(Saved entries)
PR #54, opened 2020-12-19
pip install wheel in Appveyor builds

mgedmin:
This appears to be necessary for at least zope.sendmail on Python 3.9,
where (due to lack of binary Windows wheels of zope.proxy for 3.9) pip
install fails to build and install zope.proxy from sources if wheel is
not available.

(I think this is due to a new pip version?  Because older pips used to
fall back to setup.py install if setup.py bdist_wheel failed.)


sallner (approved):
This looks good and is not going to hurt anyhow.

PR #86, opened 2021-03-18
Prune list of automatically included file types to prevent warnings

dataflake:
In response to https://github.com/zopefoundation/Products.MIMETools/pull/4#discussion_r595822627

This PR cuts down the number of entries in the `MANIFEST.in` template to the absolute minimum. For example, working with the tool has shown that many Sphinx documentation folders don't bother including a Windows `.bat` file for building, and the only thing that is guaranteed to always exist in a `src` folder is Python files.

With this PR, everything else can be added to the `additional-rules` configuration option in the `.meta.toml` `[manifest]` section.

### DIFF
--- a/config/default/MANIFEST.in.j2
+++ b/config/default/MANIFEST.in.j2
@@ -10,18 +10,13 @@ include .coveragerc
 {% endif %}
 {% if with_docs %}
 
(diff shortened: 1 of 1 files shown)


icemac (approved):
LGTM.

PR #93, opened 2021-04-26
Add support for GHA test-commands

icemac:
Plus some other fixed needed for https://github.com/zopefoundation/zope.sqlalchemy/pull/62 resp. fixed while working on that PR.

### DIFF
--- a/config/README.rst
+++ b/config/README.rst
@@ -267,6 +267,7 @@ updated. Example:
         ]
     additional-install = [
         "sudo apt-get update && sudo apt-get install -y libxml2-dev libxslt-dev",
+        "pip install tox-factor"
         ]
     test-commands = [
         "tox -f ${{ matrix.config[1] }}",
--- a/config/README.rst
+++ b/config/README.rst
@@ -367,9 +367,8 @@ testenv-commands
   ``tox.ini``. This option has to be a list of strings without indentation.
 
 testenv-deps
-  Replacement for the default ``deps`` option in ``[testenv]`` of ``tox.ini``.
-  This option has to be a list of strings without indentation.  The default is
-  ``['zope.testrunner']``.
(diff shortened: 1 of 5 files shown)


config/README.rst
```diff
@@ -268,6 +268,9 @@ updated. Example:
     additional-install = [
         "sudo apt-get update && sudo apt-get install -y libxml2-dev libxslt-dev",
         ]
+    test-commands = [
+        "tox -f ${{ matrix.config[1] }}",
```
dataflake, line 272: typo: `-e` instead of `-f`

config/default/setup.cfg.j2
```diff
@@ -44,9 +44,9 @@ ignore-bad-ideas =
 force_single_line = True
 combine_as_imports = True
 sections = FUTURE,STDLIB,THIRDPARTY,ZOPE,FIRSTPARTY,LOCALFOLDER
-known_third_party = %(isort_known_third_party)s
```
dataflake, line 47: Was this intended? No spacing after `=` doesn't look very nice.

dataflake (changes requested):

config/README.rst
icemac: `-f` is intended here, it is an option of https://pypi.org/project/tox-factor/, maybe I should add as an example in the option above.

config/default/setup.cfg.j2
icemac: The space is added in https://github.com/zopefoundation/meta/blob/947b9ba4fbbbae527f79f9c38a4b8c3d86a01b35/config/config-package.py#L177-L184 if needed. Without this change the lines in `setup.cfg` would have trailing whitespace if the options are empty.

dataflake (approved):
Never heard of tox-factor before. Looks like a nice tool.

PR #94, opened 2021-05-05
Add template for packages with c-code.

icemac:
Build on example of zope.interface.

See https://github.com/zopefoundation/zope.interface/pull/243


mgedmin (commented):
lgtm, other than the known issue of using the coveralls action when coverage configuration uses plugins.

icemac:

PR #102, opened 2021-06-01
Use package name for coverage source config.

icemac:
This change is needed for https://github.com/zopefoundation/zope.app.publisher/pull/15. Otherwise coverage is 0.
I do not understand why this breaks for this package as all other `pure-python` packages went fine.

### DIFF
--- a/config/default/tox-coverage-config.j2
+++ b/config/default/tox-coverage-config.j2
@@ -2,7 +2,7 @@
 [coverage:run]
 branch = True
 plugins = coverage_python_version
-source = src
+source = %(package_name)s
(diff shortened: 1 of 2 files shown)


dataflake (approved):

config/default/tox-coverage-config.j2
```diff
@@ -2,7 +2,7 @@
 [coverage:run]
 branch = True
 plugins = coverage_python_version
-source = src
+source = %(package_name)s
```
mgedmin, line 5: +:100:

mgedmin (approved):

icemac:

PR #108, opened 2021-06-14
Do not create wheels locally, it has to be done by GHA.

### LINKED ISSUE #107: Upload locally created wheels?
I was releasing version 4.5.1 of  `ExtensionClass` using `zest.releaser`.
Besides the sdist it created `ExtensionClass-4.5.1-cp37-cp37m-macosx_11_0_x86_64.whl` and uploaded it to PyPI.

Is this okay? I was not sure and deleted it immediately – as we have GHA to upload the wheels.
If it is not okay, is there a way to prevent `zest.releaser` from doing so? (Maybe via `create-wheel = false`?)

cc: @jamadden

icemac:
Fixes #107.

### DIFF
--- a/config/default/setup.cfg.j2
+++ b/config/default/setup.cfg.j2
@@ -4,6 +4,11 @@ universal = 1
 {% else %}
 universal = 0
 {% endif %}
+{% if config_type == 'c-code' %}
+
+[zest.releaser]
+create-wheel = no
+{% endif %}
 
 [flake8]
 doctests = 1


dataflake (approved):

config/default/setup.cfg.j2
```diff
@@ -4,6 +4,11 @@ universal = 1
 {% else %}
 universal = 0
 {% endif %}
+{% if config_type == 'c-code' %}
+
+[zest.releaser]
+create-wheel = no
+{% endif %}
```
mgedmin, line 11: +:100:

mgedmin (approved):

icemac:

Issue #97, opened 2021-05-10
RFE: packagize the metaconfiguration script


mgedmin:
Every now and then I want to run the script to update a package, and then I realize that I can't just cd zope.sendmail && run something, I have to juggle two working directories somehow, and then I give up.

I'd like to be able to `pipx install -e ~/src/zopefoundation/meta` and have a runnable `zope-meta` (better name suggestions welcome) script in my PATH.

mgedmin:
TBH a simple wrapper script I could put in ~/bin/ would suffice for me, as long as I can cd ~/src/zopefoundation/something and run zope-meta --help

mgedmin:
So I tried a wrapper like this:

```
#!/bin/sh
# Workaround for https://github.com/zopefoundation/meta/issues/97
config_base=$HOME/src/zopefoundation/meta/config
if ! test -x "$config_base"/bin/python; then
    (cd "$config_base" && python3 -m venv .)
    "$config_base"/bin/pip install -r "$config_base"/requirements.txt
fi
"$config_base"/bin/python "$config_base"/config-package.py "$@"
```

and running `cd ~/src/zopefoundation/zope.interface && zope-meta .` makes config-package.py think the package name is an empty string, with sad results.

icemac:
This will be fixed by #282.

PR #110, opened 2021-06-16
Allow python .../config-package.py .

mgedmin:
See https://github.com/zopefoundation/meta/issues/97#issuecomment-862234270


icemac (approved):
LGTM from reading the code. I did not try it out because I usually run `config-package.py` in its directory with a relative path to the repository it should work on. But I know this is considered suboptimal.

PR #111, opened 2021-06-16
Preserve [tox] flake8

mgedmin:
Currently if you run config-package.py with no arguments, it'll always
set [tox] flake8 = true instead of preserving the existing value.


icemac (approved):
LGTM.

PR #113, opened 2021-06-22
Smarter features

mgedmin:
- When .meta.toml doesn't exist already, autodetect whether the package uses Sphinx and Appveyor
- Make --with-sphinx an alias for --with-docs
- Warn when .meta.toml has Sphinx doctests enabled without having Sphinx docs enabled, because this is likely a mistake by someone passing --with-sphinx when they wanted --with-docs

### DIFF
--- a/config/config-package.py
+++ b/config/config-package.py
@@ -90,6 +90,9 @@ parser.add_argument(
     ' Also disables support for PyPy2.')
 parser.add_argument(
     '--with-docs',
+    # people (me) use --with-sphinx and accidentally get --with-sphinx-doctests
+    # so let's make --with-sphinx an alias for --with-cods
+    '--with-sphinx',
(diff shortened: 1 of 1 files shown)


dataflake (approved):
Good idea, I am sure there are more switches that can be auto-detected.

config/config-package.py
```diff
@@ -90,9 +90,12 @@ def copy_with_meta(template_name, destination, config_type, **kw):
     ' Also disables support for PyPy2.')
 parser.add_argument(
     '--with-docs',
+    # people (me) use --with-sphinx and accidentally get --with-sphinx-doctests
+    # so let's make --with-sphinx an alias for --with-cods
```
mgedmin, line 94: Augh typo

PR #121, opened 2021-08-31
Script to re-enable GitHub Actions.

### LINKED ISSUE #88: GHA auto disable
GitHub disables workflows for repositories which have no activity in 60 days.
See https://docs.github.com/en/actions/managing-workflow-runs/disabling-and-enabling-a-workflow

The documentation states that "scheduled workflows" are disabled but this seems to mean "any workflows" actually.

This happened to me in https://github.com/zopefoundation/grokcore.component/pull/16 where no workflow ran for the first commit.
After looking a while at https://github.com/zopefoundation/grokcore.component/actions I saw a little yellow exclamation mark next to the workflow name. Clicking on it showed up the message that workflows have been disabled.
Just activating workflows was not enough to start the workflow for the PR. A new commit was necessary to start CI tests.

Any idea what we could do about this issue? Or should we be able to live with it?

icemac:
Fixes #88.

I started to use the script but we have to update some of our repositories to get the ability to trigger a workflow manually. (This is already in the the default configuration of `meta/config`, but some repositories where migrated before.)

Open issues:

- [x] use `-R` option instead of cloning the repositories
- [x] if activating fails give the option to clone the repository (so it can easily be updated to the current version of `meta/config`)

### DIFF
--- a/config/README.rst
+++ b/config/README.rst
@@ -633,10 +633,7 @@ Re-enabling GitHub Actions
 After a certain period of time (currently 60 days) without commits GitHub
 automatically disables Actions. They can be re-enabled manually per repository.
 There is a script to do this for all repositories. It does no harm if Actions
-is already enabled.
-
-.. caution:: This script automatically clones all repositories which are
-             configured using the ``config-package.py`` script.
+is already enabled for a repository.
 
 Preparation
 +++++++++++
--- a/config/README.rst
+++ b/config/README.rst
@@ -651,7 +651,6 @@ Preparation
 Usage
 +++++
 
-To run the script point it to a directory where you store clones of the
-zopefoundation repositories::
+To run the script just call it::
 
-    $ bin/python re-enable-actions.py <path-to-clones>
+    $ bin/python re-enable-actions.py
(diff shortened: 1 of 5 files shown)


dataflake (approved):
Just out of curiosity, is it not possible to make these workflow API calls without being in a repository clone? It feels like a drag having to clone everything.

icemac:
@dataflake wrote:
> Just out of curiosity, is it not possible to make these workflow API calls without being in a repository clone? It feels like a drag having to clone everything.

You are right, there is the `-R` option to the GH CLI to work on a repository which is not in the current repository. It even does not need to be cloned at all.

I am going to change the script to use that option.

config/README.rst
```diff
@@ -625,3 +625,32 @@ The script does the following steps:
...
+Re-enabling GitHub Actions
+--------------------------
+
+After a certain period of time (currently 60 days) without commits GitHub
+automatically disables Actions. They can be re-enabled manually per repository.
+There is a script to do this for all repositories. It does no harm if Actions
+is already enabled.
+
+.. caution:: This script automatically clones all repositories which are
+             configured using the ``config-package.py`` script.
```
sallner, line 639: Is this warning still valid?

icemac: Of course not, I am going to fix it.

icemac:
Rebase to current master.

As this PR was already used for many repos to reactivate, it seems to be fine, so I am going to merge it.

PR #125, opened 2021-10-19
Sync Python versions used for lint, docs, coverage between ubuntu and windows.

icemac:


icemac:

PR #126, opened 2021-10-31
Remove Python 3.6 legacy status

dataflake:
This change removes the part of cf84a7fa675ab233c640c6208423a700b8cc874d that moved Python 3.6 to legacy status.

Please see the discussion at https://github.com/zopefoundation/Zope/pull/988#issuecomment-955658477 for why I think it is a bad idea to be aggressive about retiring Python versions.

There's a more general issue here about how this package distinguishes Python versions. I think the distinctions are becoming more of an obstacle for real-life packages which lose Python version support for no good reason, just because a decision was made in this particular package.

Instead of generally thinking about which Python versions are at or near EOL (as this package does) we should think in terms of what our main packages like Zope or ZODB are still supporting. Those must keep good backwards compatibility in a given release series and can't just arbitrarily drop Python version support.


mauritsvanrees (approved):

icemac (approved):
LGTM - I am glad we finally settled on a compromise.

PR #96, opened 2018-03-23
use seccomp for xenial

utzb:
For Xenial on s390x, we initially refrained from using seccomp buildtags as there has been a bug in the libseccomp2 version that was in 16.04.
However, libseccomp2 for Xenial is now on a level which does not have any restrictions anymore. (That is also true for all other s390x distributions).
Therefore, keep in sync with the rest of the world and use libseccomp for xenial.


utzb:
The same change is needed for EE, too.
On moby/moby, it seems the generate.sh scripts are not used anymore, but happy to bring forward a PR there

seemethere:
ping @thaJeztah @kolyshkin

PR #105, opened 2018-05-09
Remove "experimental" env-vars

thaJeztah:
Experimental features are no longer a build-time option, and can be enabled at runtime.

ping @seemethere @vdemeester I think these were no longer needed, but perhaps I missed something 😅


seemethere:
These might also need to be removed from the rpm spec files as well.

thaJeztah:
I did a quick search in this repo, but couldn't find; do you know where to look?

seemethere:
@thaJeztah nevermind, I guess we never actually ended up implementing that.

## TASK TO COMPLETE:
The answer must be every line of the records above that holds the word "releaser".

## SOLUTION:
I was releasing version 4.5.1 of  `ExtensionClass` using `zest.releaser`.
If it is not okay, is there a way to prevent `zest.releaser` from doing so? (Maybe via `create-wheel = false`?)
+[zest.releaser]
+[zest.releaser]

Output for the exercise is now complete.